WHAT YOU NEED TO DO =>
Show the lines of the material that contain the word "echo".
#####
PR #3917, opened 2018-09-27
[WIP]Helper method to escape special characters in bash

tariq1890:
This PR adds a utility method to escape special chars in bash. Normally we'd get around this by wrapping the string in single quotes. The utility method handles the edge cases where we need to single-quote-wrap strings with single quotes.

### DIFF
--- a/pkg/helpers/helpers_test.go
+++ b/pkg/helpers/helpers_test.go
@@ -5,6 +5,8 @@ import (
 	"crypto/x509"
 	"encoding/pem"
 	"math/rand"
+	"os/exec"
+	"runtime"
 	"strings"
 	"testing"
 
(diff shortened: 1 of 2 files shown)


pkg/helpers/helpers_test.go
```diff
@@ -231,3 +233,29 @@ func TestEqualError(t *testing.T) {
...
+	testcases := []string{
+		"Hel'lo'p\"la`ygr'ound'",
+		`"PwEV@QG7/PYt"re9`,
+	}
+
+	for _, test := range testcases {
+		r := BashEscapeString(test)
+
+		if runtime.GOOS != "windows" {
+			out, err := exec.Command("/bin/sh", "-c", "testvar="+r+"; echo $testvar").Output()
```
#####
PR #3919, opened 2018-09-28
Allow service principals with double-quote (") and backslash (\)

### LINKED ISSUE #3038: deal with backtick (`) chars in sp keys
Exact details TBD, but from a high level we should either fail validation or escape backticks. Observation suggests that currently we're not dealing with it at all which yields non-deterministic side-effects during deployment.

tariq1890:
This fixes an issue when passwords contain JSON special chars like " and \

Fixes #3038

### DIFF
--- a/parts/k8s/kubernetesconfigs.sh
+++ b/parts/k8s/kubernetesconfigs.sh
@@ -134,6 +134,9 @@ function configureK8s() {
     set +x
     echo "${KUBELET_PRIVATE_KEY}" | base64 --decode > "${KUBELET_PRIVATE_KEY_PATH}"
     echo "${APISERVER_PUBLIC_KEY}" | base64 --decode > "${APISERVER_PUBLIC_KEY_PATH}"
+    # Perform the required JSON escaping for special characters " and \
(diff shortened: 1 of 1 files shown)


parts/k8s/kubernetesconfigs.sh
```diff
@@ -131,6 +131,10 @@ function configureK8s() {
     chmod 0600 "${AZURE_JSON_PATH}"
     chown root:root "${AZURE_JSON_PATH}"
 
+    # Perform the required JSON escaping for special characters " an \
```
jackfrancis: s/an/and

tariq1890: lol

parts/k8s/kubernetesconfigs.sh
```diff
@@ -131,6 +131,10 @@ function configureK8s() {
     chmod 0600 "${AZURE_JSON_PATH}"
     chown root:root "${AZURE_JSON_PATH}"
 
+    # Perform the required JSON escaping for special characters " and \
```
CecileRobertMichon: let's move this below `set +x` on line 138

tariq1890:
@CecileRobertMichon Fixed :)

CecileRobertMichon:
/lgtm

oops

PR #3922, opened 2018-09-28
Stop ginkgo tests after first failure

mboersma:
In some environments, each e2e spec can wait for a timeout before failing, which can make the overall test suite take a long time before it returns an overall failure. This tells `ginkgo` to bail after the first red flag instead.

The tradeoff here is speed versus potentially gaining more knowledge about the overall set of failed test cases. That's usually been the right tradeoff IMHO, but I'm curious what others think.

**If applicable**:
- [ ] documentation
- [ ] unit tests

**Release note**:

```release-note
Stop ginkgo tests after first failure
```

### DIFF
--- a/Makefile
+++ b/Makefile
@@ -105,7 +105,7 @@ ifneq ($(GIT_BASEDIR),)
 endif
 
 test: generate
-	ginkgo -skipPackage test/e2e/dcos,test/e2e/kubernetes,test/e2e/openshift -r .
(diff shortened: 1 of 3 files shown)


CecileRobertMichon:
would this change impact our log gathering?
#####
FINISHED TASK =>
+			out, err := exec.Command("/bin/sh", "-c", "testvar="+r+"; echo $testvar").Output()
     echo "${KUBELET_PRIVATE_KEY}" | base64 --decode > "${KUBELET_PRIVATE_KEY_PATH}"
     echo "${APISERVER_PUBLIC_KEY}" | base64 --decode > "${APISERVER_PUBLIC_KEY_PATH}"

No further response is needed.